After the first Gulf War in 1991, the United Nations barred Iraq from profiting from oil sales. This slowed military rebuilding, but because it also led to hunger and sickness among Iraqis, support for the sanctions eroded.

In 1996 the United Nations created the oil-for-food program, through which Iraq could resume oil sales to pay for food and medicine.

Saddam aggressively exploited the program by smuggling oil to Syria, Turkey and Jordan (by which he earned $13.6 billion), and used surcharges and kickbacks to skim from oil buyers and sellers of humanitarian supplies (worth $7 billion). Most of the palms greased belonged to citizens of U.N. member states, not U.N. employees.

For various reasons, the American government was complicit in much of the smuggling and aware of much of the racketeering.
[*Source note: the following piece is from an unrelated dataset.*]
PR #108, opened 2019-05-04
Move the YAML object model so UIData can use it.

simeoncran:
The YAML stuff was exclusive to LottieData before. But now I want to use Yaml for dumping WinCompData trees, thus this refactoring.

When Kofi Annan, a Ghanaian diplomat, became U.N. secretary-general in 1997, most of these shenanigans were long-standing practices. But perhaps because he said the U.S. invasion of Iraq was illegal, and criticized last month's American assault on Fallujah, some American critics have decided to hang the scandal on Annan.

Annan continues to enjoy the Bush administration's support, however. He hasn't helped himself by being slow to respond, especially to questions surrounding payments made to his son.

The oil-for-food scandal is a legitimate one, but recently it's been driven — and often distorted — by people who seem interested in undermining the United Nations. It would be tragic if they were to succeed.